MolCrysKit is a Python toolkit designed for handling molecular crystals, providing utilities for parsing crystallographic data, identifying molecules within crystals, and performing various analyses on molecular crystals using graph theory and the Atomic Simulation Environment (ASE).
- Robust Molecule Identification: Identify individual molecules within a crystal structure using graph-based algorithms
- Disorder Handling: Process disordered structures with graph algorithms
- Topological Surface Generation: Create surface slabs while preserving molecular topology
- Hydrogen Completion: Add hydrogen atoms with heuristic geometric placement rules
- LLM-based AI agent Friendliness: Try on https://matmaster.bohrium.com/matmaster or build your own skill for your agent
pip install molcrys-kitgit clone https://github.com/SchrodingersCattt/MolCrysKit.git
cd MolCrysKit
pip install -e ".[dev]"All dependencies are declared in pyproject.toml (there is no separate
requirements.txt). requires-python = ">=3.10". The available extras are:
| Extra | Adds |
|---|---|
[test] |
pytest, pytest-cov |
[vis] |
nglview, py3Dmol for 3-D visualisation in notebooks |
[dev] |
[test] + [vis] + build, ruff>=0.15, pre-commit, nbstripout, twine |
So a contributor environment is pip install -e ".[dev]" and a CI / minimal
test environment is pip install -e ".[test]".
Here's a simple example of how to use MolCrysKit:
import molcrys_kit as mck
from ase import Atoms
# 1. Create a toy system (e.g., 2 Water molecules in a unit cell)
# In practice, you would typically load this from a file: atoms = read('cif_file.cif')
atoms = Atoms(
symbols=['O', 'H', 'H', 'O', 'H', 'H'],
positions=[
[1.0, 1.0, 1.0], [1.8, 1.0, 1.0], [0.7, 1.6, 1.0], # Molecule 1
[5.0, 5.0, 5.0], [5.8, 5.0, 5.0], [4.7, 5.6, 5.0] # Molecule 2
],
cell=[10.0, 10.0, 10.0],
pbc=True
)
# 2. Initialize MolecularCrystal (Automatically identifies molecules via graph logic)
crystal = mck.MolecularCrystal.from_ase(atoms)
# 3. Access Crystal & Molecular Properties
print(f"Lattice Parameters: {crystal.get_lattice_parameters()}")
print(f"Identified Molecules: {len(crystal.molecules)}")
mol = crystal.molecules[0]
print(f"Molecule 1 Formula: {mol.get_chemical_formula()}")
print(f"Molecule 1 Center of Mass: {mol.get_center_of_mass()}")If you use MolCrysKit in academic work, please cite:
Guo, M.-Y.; Zhang, W.-X. MolCrysKit: A Topology-Aware Toolkit for Bridging Experimental Molecular-Crystal Structures and Simulation-Ready Modeling. J. Chem. Inf. Model. 2026, 66 (9), 4999-5007. https://doi.org/10.1021/acs.jcim.6c00168
For exact reproduction of the published JCIM results, use the archived
v0.1.0 release together with the versioned container image and the material
under paper/. The main branch may continue to evolve after publication.
See Docker Guide for local Docker, Bohrium cloud deployment, and GHCR image publication.

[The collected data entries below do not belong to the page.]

PR #2344, opened 2026-04-19
fix(settings): simplify background alpha settings (#2109)

### LINKED ISSUE #2015: [Bug]: Conky fake transparency doesn't work with xfdesktop (XFCE)
### What happened?

Almost 2 months ago, I made a fresh debian unstable installation on a laptop. I installed all my apps there, including conky, and I transfered my .conkyrc (the one I use for more than a decade now) to it. After that, I edited the conky.text part to correct stuff that is related to the hardware changes from the one system to the other (the sensors basically),

When conky runs on xfce though, its background is completely black. For that reason, I also installed openbox there (the wm i use on my main pc since 2009 when xfce was light years behind gnome and kde) and conky is transparent there.
As suggested by other online users online with similar issues, also tried setting own_window_argb_visual to true, but nothing changed. As a sideeffect, this variable made conky have a black background on openboox too. 
Setting own_window_type to normal did not change anything too.

Compositing on xfce is and will remain disabled, I can post a screenshot of the whole desktop if needed, and I have omitted the conky.text part of my config because it is irrelevant with the issue.

### Version

1.21.6

Debian

### Conky config

```Lua
conky.config = {
    alignment = 'bottom_right',
    background = true,
    border_width = 0,
    cpu_avg_samples = 2,
    default_color = 'ghost white',
    default_outline_color = 'black',
    default_shade_color = 'black',
    double_buffer = true,
    draw_borders = false,
    draw_graph_borders = true,
    draw_outline = false,
    draw_shades = false,
    font = 'ITC Avant Garde Gothic Pro:size=16',
    font1 = 'ITC Avant Garde Gothic Pro:size=14',
    gap_x = 0,
    gap_y = 40,
    no_buffers = true,
    out_to_x = true,
    own_window = true,
    own_window_class = 'Conky',
    own_window_type = 'desktop',
    show_graph_range = false,
    show_graph_scale = false,
    update_interval = 1.0,
    use_xft = true,
}
```

### Stack trace

_No response_

### Relevant log output

_No response_

### LINKED ISSUE #2109: [Enhancement]: Cleanup color management
@bi4k8 mentioned this in #1504 and I agree:

> I think we need to decide once and for all how to handle alpha in Conky: is it separate from colors, or included with them? We conflate ends and means in the current configuration scheme: `own_window_transparent` overrides `own_window_argb_value`, but should really be equivalent to `own_window_argb_value = 0`, except that it actually triggers a different implementation that can work in more X11 configurations. Meanwhile, color parsing does support reading alpha values, except for places where the parsed alpha is overridden by `xftalpha` or `own_window_argb_value`.
> 
> _Originally posted by @bi4k8 in https://github.com/brndnmtthws/conky/issues/1504#issuecomment-1512159257_

This is very confusing to deal with by users. As a user I'd expect a single `window_background = "color"` property that also accepts alpha, and then for conky to deal with all the implementation details.

There are however 3 different config options for this "1 concept":
- `own_window_argb_value`
- `own_window_colour`
- `own_window_transparent`

And additionally `own_window_argb_visual` that, when I forget about implementation details of X11, doesn't tell me much.

I suggest the first three to be replaced with simply `window_background_colo(u)r`, and for the `own_window_argb_visual` to be renamed to `enable_x11_true_transparency` because that communicates so much more details at a first glance:
- I know there's "fake" transparency
- I know it's only X11
  - because Wayland makes it hard to do the other (worse) thing
- I know it has (almost) nothing to do with actual "rgb" color value.

### LINKED ISSUE #2301: [Bug]: Wayland: Conky fails to draw background, always transparent regardless of own_window_argb_value
### What happened?

Description:

Conky on Wayland has a critical bug where it does not draw a window background at all. This results in the conky window being completely transparent, making it invisible, regardless of the own_window_argb_value setting (even when set to 255 for full opacity).

This is not a pseudo-transparency issue; it is a complete failure to render the background. The own_window_argb_visual setting appears to be non-functional.

Environment:

    OS: NixOS 25.11
    Window Manager: Sway
    Display Server: Wayland
    Conky Version:
      conky 1.22.2 compiled for Linux x86_64
      
      Compiled in features:
      
      System config file: /etc/conky/conky.conf
      Package library path: /nix/store/wyqs9p3c7cxwidgi54y3d4jpd7c5q6r1-conky-1.22.2/lib/conky
      
      
       General:
        * math
        * hddtemp
        * portmon
        * IPv6
        * Curl
        * RSS
        * wireless
        * support for IBM/Lenovo notebooks
        * builtin default configuration
        * old configuration syntax
        * Imlib2
        * OSS mixer support
        * apcupsd
        * iostats
        * ncurses
        * Internationalization support
      
       Lua bindings:
        * Cairo
        * Imlib2
       X11:
        * Xdamage extension
        * Xinerama extension (virtual display)
        * Xshape extension (click through)
        * XDBE (double buffer extension)
        * Xft
        * ARGB visual
        * Own window
        * Mouse events
       Wayland:
        * ARGB visual
        * Mouse events
      
       Music detection:
        * CMUS
        * MPD
        * MOC
      
       Default values:
        * Netdevice: eno1
        * Local configfile: $HOME/.conkyrc
        * Localedir: /nix/store/wyqs9p3c7cxwidgi54y3d4jpd7c5q6r1-conky-1.22.2/share/locale
        * Maximum netdevices: 256
        * Maximum text size: 16384
        * Size text buffer: 256
    Conky Package: Nixpkgs (built with Wayland support)

Expected Behavior:
Setting own_window_argb_value = 255 should create a fully opaque background.

Actual Behavior:
The background is never drawn, resulting in complete transparency.

Additional Context:
This appears to be related to issue #1723 regarding buffer flushing with own_window_argb_visual on Wayland. This bug makes Conky unusable for any use case requiring a visible background on Wayland compositors.

--

### Version

1.22.2

Linux (other)

### Conky config

```Lua
--
-- configurations.
--
--
--
-- For more on Lua, see:
--

conky.config = {
    alignment = 'top_left',
    background = false,
    border_width = 1,
    cpu_avg_samples = 2,
    default_color = 'red',
    default_outline_color = 'green',
    default_shade_color = 'green',
    double_buffer = true,
    draw_borders = false,
    draw_graph_borders = true,
    draw_outline = false,
    draw_shades = false,
    extra_newline = false,
    gap_x = 10,
    gap_y = 10,
    minimum_height = 5,
    net_avg_samples = 2,
    no_buffers = true,
    out_to_x = false,
    out_to_wayland = true,
    own_window = true,
    own_window_colour = '#767676',
    own_window_argb_value = 100,
    own_window_type = 'override',
    own_window_class = 'Conky',
    own_window_hints = 'undecorated,sticky,below,skip_taskbar,skip_pager',
    show_graph_range = false,
    show_graph_scale = false,
    stippled_borders = 0,
    update_interval = 1.0,
    uppercase = false,
    use_spacer = 'none',
    use_xft = true,
    minimum_width = 450,
    maximum_width = 450,
}
```

### Stack trace

```GDB

```

### Relevant log output

```Shell

```

Caellian:
This PR deprecates:
- `own_window_argb_visual` - just set the color to opaque
- `own_window_argb_value` - just set the alpha on the color
- `own_window_transparent` - just set the alpha=0 on the color

It removes `BUILD_ARGB` flag - it's been supported by X11 for quite some time.

It's backwards compatible: using old settings will result in same behavior as before (ignoring the fixed bugs), only difference is that `own_window_argb_visual = false` won't make the window opaque (ignoring other alpha settings), but this could also confuse some users.

16 value combinations are now resolved by specificity, which should be the most intuitive option for users.

## Testing
- [x] Closes #2301: overwrote bg alpha unconditionally with `own_window_argb_value`.
- [x] Closes #2015: fallback (without compositor) in X11 code always set the transparent color when built with `BUILD_ARGB`, without compositor running this means black.
- [x] Closes #2109: asks for this fix directly.

**LLM use:** rubber ducky and looking through ancient git history to figure out rationale behind each option.

### DIFF
--- a/cmake/ConkyBuildOptions.cmake
+++ b/cmake/ConkyBuildOptions.cmake
@@ -205,9 +205,6 @@ else()
     "Xfixes support requires X11")
 endif(OS_DARWIN)
 
-dependent_option(BUILD_ARGB "Build ARGB (real transparency) support" true
-  "BUILD_X11;OWN_WINDOW" false
-  "ARGB support requires X11 and OWN_WINDOW enabled, not needed on Wayland")
 dependent_option(BUILD_XINERAMA "Build Xinerama support" true
   "BUILD_X11" false
   "Xinerama support requires X11")
--- a/cmake/config.h.in
+++ b/cmake/config.h.in
@@ -64,8 +64,6 @@
 
 #cmakedefine BUILD_XFIXES 1
 
-#cmakedefine BUILD_ARGB 1
-
 #cmakedefine BUILD_XDBE 1
 
 #cmakedefine BUILD_PORT_MONITORS 1
--- a/doc/config_settings.yaml
+++ b/doc/config_settings.yaml
@@ -410,17 +410,6 @@ values:
     desc: Overwrite the file given as argument.
   - name: own_window
     desc: Boolean, draw conky in own window instead of drawing on root window.
-  - name: own_window_argb_value
-    desc: |-
-      **Deprecated.** Use [`own_window_colour`](#own_window_colour) with an alpha
-      channel instead (e.g. `'#8000'` for 50% opacity).
-
-      Sets the background opacity. Valid range is 0-255, where 0 is fully
-      transparent and 255 is fully opaque. Overrides the alpha channel of
-      `own_window_colour` when set to a value below 255.
-    default: 255
-    args:
-      - integer_number
   - name: own_window_class
     desc: Manually set the WM_CLASS name.
     default: Conky
@@ -463,13 +452,6 @@ values:
     desc: |-
       Allows overriding conky window name.
     default: 'conky (<hostname>)'
-  - name: own_window_transparent
-    desc: |-
-      **Deprecated.** Use [`own_window_colour`](#own_window_colour) with alpha 0
-      instead (e.g. `'#0000'`).
-
-      Sets background opacity to 0%, making the background fully transparent.
-    default: 'false'
   - name: own_window_type
     desc: |-
       If `own_window` is set, under X11 you can specify type of window conky
--- a/doc/config_settings.yaml
+++ b/doc/config_settings.yaml
@@ -412,27 +412,27 @@ values:
     desc: Boolean, draw conky in own window instead of drawing on root window.
   - name: own_window_argb_value
     desc: |-
-      When ARGB visuals are enabled, this use this to modify the
-      alpha value used. Valid range is 0-255, where 0 is 0% opacity, and 255
-      is 100% opacity.
+      **Deprecated.** Use [`own_window_colour`](#own_window_colour) with an alpha
+      channel instead (e.g. `'#8000'` for 50% opacity).
+
+      Sets the background opacity. Valid range is 0-255, where 0 is fully
+      transparent and 255 is fully opaque. Overrides the alpha channel of
+      `own_window_colour` when set to a value below 255.
     default: 255
     args:
       - integer_number
-  - name: own_window_argb_visual
-    desc: |-
-      Boolean, use ARGB visual? ARGB can be used for real transparency, note
-      that a composite manager is required on X11.
-      This option will not work as desired (in most cases) in conjunction with
-      ['own_window_type override'](#own_window_type).
   - name: own_window_class
     desc: Manually set the WM_CLASS name.
     default: Conky
   - name: own_window_colour
     desc: |-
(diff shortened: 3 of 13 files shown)


brndnmtthws (approved):

Caellian:
An issue raised on linked PR warrants testing before fast-forwarding. I didn't really test this much yet. Thanks for approval. Will merge once I test old vs. new against the issues -have to install X11 first because some X11 WMs crash in Xephyr :frowning_face:.

Issue #2310, opened 2026-01-17
[Feature]: support variable definitions in Lua


rubyFeedback:
I would like to suggest to add functions to conky.

With this I do not mean lua; I mean functions definitions and function calls in conkyrc.

Let me explain this with an example next.

Right now I have this to show the top 4 processes:

    ${color grey}Name              PID     CPU%   MEM%
    ${color #eee} ${top name 1} ${top pid 1} ${top cpu 1} ${top mem 1}
    ${color #ccc} ${top name 2} ${top pid 2} ${top cpu 2} ${top mem 2}
    ${color #aaa} ${top name 3} ${top pid 3} ${top cpu 3} ${top mem 3}
    ${color #888} ${top name 4} ${top pid 4} ${top cpu 4} ${top mem 4}

I would like to actually bundle this in a function such as:

    show_the_top_four_processes

For instance:

    def show_the_top_four_processes()
      ${color grey}Name              PID     CPU%   MEM%
      ${color #eee} ${top name 1} ${top pid 1} ${top cpu 1} ${top mem 1}
      ${color #ccc} ${top name 2} ${top pid 2} ${top cpu 2} ${top mem 2}
      ${color #aaa} ${top name 3} ${top pid 3} ${top cpu 3} ${top mem 3}
      ${color #888} ${top name 4} ${top pid 4} ${top cpu 4} ${top mem 4}
    end

This could be treated as simple macro-expansion, so not really a "full"
function. Though, a full function including passing arguments, may be
nice to have - but my idea here is solely for cleaning up the conkyrc
file, so that I have fewer # and $ variables to look at.

I don't care if a () is mandatory or not; if it is mandatory we can then call
it like this:

    show_the_top_four_processes()

My idea here is to have my conkyrc file very clean. Rather than a gazillion
$ variables, I would like to group this more logically, so that I can simply
re-arrange the function calls that are more descriptive to me.

The benefit would be that I could simplify my conkyrc a LOT.

Also, I would like to be able to store these functions elsewhere on my
filesystem. Right now I think we must store everything in a single
(or mostly one) conkyrc file. I'd like to be able to call any local file
actually - at the least for such a conkyrc file.

Anyway - I don't know how other people see this, so perhaps please
comment, even if this proposal is closed. I'd like to know what other
people think about this - or perhaps my ideas are very off, right now
I don't know.

Grim-GH:
Already possible using Lua?
[...]

Issue #2240, opened 2025-09-02
[Bug]: Inconsistency of spelling in variable own_window_colour


slaszt:
## Problem

The variable `own_window_colour` uses the British/Canadian/etc. spelling, whereas other colour variables such as `default_color` and `colorN` do not. This inconsistency makes troubleshooting more difficult when the window colour does not display as expected.

## Expected behaviour

It is expected that variables use the same spelling of common words to avoid ambiguity and errors when editing configuration files.

## Potential solution

Perhaps `own_window_colour` could be changed to `own_window_color` to harmonize the naming of colour variables. However, this would have the effect of breaking existing configurations that use the current variable.

### Version

1.18.3

### Which OS/distro are you seeing the problem on?

Debian

### Conky config

```Lua

```

### Stack trace

```GDB

```

### Relevant log output

```Shell

```

PR #2347, opened 2026-04-25
reafactor(variables): Add variable registry

### LINKED ISSUE #2052: Cleanup `text_object` construction in core.cc

Caellian:
This is a large refactor that untangles most of the code from `core.cc`. It removes the huge if-elseif-elseif chain in `core.cc` and replaces it with a registry pattern and `std::unordered_map` lookup.

Improvements:
- Removes a lot of headers that were exporting only printing functions previously.
- Opens up possibility of automating documentation coverage.
- Simplifies variable aliases (#2240 cleaner).
- Allows dynamic insertion of variables (a must for #2310).
- Speeds up compilation because `core.cc` no longer needs blocks on everything else.
- Variables are declared next to related code. 100x more readable.
- Parsing variables is `O(1)` amortized, instead of `O(n)`. (Though this wasn't really a huge cost)

Changes that affect functionality (fix bugs) are separated into their own commits so they can be reverted separately if needed; none of `refactor` commits affect behavior.

<details>
<summary>This PR requires bumping GCC minimal supported version to 13 (expand for details)</summary>

<hr/>

GCC 13.1 was released: April 26, 2023

GCC 13.1 is needed because a [macro added in `variables.hh`](https://github.com/brndnmtthws/conky/pull/2347/changes#diff-dea3766914e9c4e91da66cc9644cdce00fa2935e0d8073586e27cfd423700149R235-R241) relies on [P1907R1](https://www.open-std.org/jtc1/sc22/wg21/docs/papers/2019/p1907r1.html) ("Inconsistencies with non-type template parameters") being applied as a defect resolution to C++17 mode. The `print_variable` macro bridges C++17 lambdas into NTTP function pointers via a local struct's static member, whose address has no linkage under too-broad [C++17 [basic.link]/8 rule](https://timsong-cpp.github.io/cppwp/n4659/basic.link#8). GCC 13+ and Clang treat P1907R1 as a DR and accept this in C++17 mode; GCC 11/12 do not. In C++20 this workaround becomes unnecessary because stateless lambdas are valid NTTPs directly.

Intuitively, this makes sense to be a DR because a non-capturing lambda is fully static, and a struct declared in it should be statically linkable too.

Not having P1907R1 means that we can't use non-capturing lambdas for variable parsing, which avoidable but ugly because it reverts to having ~100 functions that are 1-3 lines of "read and print variable" code. DR makes this much cleaner.

Ubuntu 24.04 does have GCC 13/14, so this change doesn't affect compatibility matrix for official distro packaging (buildd), 22.04 will only backport security vulnerabilities.

GCC issue: [gcc#96645](https://gcc.gnu.org/bugzilla/show_bug.cgi?id=96645)

<hr/>

</details>

Closes #2052.

This is WIP until I move all variable parsing out of `core.cc`. But each commit compiles and runs in isolation and can be tested as-is.


brndnmtthws:

brndnmtthws:
As a heads-up: I am going to change the branch policy to disallow force pushes to any branch (not just `main`), just in case anyone with collaborator access gets compromised again.

Caellian:
> As a heads-up: I am going to change the branch policy to disallow force pushes to any branch (not just main), just in case anyone with collaborator access gets compromised again.

@brndnmtthws That breaks rebasing, makes PRs extremely annoying to use, and doesn't really improve security. 

Without force-pushes, PR branches effectively become append-only:
- rebasing onto updated main is impossible
- fixup commits and squash are broken on working branches
- long-running branches accumulate merge commits or stale history
  - reviewers can't review commit diff anymore because - you're forcing them to review the final diff because it's the only non-noisy one
  - these PRs now must be squash merged, even if parts of them were reversible before
    - disables revert commits for larger changes (e.g. refactor + one tiny change)

A collaborator with previous contribution can just push a new commit on top of someone else's PR, approve and merge the branch. Someone with alt accounts that both contributed can also still make a PR and verify it on their own.

The only solution is to limit approvals, and make them auto-retract when branch is mutated. At the moment, 185 accounts (besides yours) have mutable access to main, if there's an alt account among those, a single person can push malicious code to main on their own, regardless of branch/PR mutability.

Signing commits with GPG is what's supposed to address this problem, but that introduces friction for new developers.

What I suggest you do instead:
- auto-retract approvals on PR branch change,
- an additional tier of trust,
  - limit approvals to lasers, bi4k8, su8. g0mba, mmuman, ..., me
  - manage membership via a CI cron job: something like `gh pr list --repo brndnmtthws/conky --state merged --limit 1000 --json author --jq '[.[].author.login] | group_by(.) | map({author: .[0], count: length}) | sort_by(-.count)'`, but time-amortized.

With that in place, you don't disable majority of git functionality and it solves the problem you're pointing to without the solution being a nuisance or enforcing bad practices GitHub already makes all too easy.

brndnmtthws:
The main issue here was that someone rewrote the git history, which is annoying but not the worst thing. Let me think a bit more about it, I don't want to add too much friction and disabling force pushes just means you need to use merges instead of rebasing in your branch, but the final merge into master is always a rebase. I'll remove the rule for now but I might change my mind. I don't love the idea of requiring signed commits because most people don't sign their commits properly and invalidating approvals can be annoying when you want to approve the PR even if there are still some more follow-up changes needed. There's a balance here between avoiding bad things (such as likely credential compromise in this case) by making sure history can't be rewritten and making it super inconvenient for people.

Caellian:
Ok, thank you for staying ahead of this. In this instance, my PRs were safe because I don't really ever pull from PR branches so their changes would've been overwritten once I rebased my local worktrees.

I don't merge using GitHub Web UI because it's incapable of preserving even commits that are directly on main.

I see it could be an issue for other contributors though and something that could erode trust towards people who are trying to enter the project.

Not promising anything, but I might make a PR for the proposed solution, and rethink approval retraction (maybe make it conditional and trigger under certain circumstances (a new account appearing in commits)). GH triggers CI events even on force pushes (commit overwrites), so that shouldn't be much of an issue.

Installing MolCrysKit also installs the mck command. The CLI is self-documenting;
use --help at any level to see the exact arguments for your installed version:
mck --help
mck io --help
mck operate --help
mck analyze --help
mck operate cluster --helpThe command groups roughly mirror the Python package layout:
mck io ...— summarize, inspect molecules, extract molecules, and convert structures (info,molecules,extract-molecule,convert).mck operate ...— generate modified structures (disorder,add-h,slab,cluster,supercell,vacancy,desolvate,interpolate).mck analyze ...— print analysis reports (bfdh,interactions,polyhedra).
| You are… | Start here |
|---|---|
| Using the library | API & Capabilities · Tutorials |
| AI agent (using the library) | API & Capabilities — read "Capability Map" then "Module Index" |
| AI agent (modifying code) | AGENTS.md · Architecture |
| Docker / cloud | Docker Guide |
molcrys_kit/ — source code · scripts/ — diagnostic utilities · examples/ — CIF structure files
This project is licensed under the MIT License - see the LICENSE file for details.